Altro week end di fuoco
Sabato 7 è previsto il primo incontro nazionale degli insegnanti a Mexico City convocato dalla CNTE. Domenica 8 la CNTE, insieme ad altre organizzazioni sociali solidarie come gli studenti di YoSoy132 e Movimiento de los 400 pueblos di Veracruz, scenderanno in piazza per accompagnare l’evento dell’ex candidato presidenziale delle sinistre, Andrés Manuel López Obrador, e del suo Movimento di rigenerazione nazionale (MoReNa). Non è prevista un’adesione formale della Coordinadora all’evento, ma solo una libertà di scelta delle singole persone e un sostegno alla lotta più generale contro la riforma energetica.
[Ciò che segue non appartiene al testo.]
PR #392, opened 2025-10-16
Vite 7 Update

RayJW:
I wanted to modernize the Node part of RapidRAW to explore some possible performance updates with regard to Linux. I thought I'd start with Vite and then proceed to React 19 which I'll mix with other dependency bumps etc. This seems to be working fine so I wanted to separate this for now as this shouldn't really affect the app itself.


CyberTimon:
LGTM & thank you for bumping the dependencies. Tested on Windows / macOS.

Non si sa ancora se l’occupazione dello zocalo di Città del Messico continuerà, ma è sicuro che la CNTE non abbandonerà la sua resistenza civile pacifica, dichiarata dopo l’approvazione della legge al senato il 4 settembre, che potrebbe trasferirsi nei diversi stati della federazione ed essere condotta a livello locale: disobbedienza civile, negoziazione di alcune condizioni stato per stato, proteste locali, riapertura del dibattito sulle leggi approvate, conquista progressiva della maggioranza all’interno del sindacato nazionale, aumenti salariali e scioperi sono alcune possibilità.
La CNTE ha comunque chiesto a Peña Nieto di porre un veto presidenziale sulle leggi e di ridiscutere, nell’ambito di un gran dibattito nazionale, l’intero sistema educativo. Ciononostante è poco probabile che il presidente segua il suggerimento dei maestri su una riforma che lui stesso ha proposto al parlamento…
Sono a rischio anche le famose “Feste patrie” per la celebrazione dell’indipendenza del 15-16 settembre che si svolgono nelle piazze centrali, presso la sede del potere politico nazionale o locale, in cui il sindaco della città o il presidente tengono un discorso e gridano il patriotico “¡Viva México!” per ricordare il grido lanciato dal prete Miguel Hidalgo che diede inizio al processo d’indipendenza dalla Spagna nel 1810. Quindi forse quest’anno il “grido” non sarà solo quello del capo di stato o dei governatori, ma risuonerà pure quello degli esclusi, quello del lavoro degno, quello della resistenza pacifica che sfida chi ormai non grida più e s’accontenta delle promesse.